You are using your pointers uninitialized. When you create a pointer, you don't know where the pointer points to. It either will be pointing to some garbage data, or in worse case, it will be pointing to a memory region which is already being used by some other program in your computer or maybe by OS itself.
If you really want to use pointers like this, you should dynamically allocate memory for them.
int* a = malloc( 4 * sizeof(int) );
int* b = malloc( sizeof(int) );
This makes sure that you can assign four integers to the memory region to which a points to. And one for b.
You then can wander in that memory using loops to assign, read or write data.
for ( int i=0; i < 4; i++ )
{
*(a + i) = i + 1;
}
Here we have a for loop which will run 4 times. Each time we are moving one block in the memory and putting the number we want there.

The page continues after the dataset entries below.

PR #780, opened 2026-03-19
Parallelize bucket get and listing in _info for bucket paths

yuxin00j:
This PR optimizes the GCSFileSystem._info method for bucket roots (gs://bucket) by running the bucket metadata retrieval (GET) and the bucket contents listing (ls) concurrently. It introduces a generic parallel_tasks_first_completed async context manager to ensure clean resource management and early returns.

### Refactor GCSFileSystem._info (gcsfs/core.py)
- Uses the new utility for bucket root paths.
- If GET completes first, it immediately returns the metadata.
- If GET fails (e.g., due to permissions), it falls back to the ls result to determine if the bucket exists.


gcsfs/tests/perf/microbenchmarks/info/configs.yaml
```diff
@@ -26,3 +26,12 @@ scenarios:
     pattern: "info"
     depth: 10
     processes: [4, 8]
+
+  # Tests the fallback logic in _info() when GET bucket fails (e.g., restricted permissions).
```
jasha26: While the parallelization of GET and ls is a great optimization, I suggest moving the service account (SA) impersonation and the "restricted bucket" scenario to the integration test suite instead of the microbenchmarks:

- Functional vs. Performance: Testing "the fallback logic in _info() when GET bucket fails" is primarily a functional correctness check. Latency is unlikely to vary significantly based on the service account used.
- E2E Complexity: Using subprocess to call gcloud for tokens adds external dependencies and overhead that are outside the scope of a microbenchmark.

**Recommendation**: Keep microbenchmarks focused on the performance delta of the parallelization. Verification of the IAM fallback path is better suited for test_extended_gcsfs.py.

gcsfs/core.py
```diff
@@ -1048,17 +1048,28 @@ async def _info(self, path, generation=None, **kwargs):
         """File information about this path."""
         path = self._strip_protocol(path).rstrip("/")
         if "/" not in path:
-            try:
-                out = await self._call("GET", f"b/{path}", json_out=True)
+            # Parallelize the call and ls
+            res_call, res_ls = await asyncio.gather(
```
jasha26: If the primary goal is to save time, there is one subtle issue with asyncio.gather: it waits for both tasks to complete before returning. If the bucket GET call is fast but the ls call is slow, gather will make the user wait for the slower ls call even if the metadata is already available.

Can we try to use independent tasks:

        call_task = asyncio.create_task(self._call("GET", f"b/{path}", json_out=True))
        ls_task = asyncio.create_task(self._ls(path, max_results=1))

        try:
            # If the direct call succeeds, return immediately without waiting for ls
            out = await call_task
            out.update(size=0, type="directory")
            return out
        except OSError:
            # Fallback to the ls check which is already running in the background
            try:
                if await ls_task:
                    return {"name": path, "size": 0, "type": "directory"}
                raise FileNotFoundError(path)
            except Exception:
                raise

martindurant: > gather will make the user wait for the slower ls call

I was wondering about that. So you need asyncio.wait(return_when=FIRST_COMPLETED) actually, in case the ls finishes before the get (even if this is unlikely).

Note that you do not need to explicitly create tasks in general, you can pass instantiated coroutine objects to these functions.

gcsfs/tests/perf/microbenchmarks/info/configs.yaml
yuxin00j: Done.

gcsfs/core.py
yuxin00j: Done.

gcsfs/tests/perf/microbenchmarks/conftest.py
```diff
@@ -147,7 +147,8 @@ def _benchmark_listing_fixture_helper(
     create_folders=False,
     require_file_paths=False,
 ):
-    gcs = extended_gcs_factory()
+    gcs_admin = extended_gcs_factory()
+    gcs = gcs_admin
```
jasha26: I noticed here that gcs is being assigned to gcs_admin, but gcs is never used after that. All setup and teardown calls have been moved to gcs_admin .

Since we are recommending the removal of the service-account-specific benchmarking scenarios, we should avoid this renaming entirely. I suggest reverting gcs_admin back to gcs and removing the redundant assignment to keep the helper function clean and consistent with existing patterns

jasha26 (approved):

gcsfs/tests/perf/microbenchmarks/conftest.py
yuxin00j: Done.

gcsfs/core.py
```diff
@@ -1048,17 +1048,25 @@ async def _info(self, path, generation=None, **kwargs):
...
+                except OSError:
+                    if await ls_task:
+                        return {"name": path, "size": 0, "type": "directory"}
                     raise FileNotFoundError(path)
-            return out
+            finally:
+                if not get_task.done():
+                    get_task.cancel()
+                if not ls_task.done():
+                    ls_task.cancel()
```
googlyrahman: I don't quite understand the reasoning behind this change.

Remember, a is a pointer, it points to the beginning of a 4 int sized memory region. So in order to get to the next block, we are offsetting our scope with i. Each time the loop runs, a + i points to the "ith element of an array". We are dereferencing that region and assigning the value we want there.
for ( int i=0; i < 4; i++ )
{
printf("%d\n", *(a + i) );
}
And here we are using the same logic but to read data we just write.
Remember, you need to use format specifiers with printf function in order to make it work properly. printf() just reads the whatever data you happened to give it, and format specifier helps interpret that data in given format.
If you have a variable like int c = 65; when you use %d format specifier in the printf you will read the number 65. If you have %c specifier in the printf, you will read letter A, whose ASCII code happens to be 65. The data is the same, but you interpret it differently with format specifiers.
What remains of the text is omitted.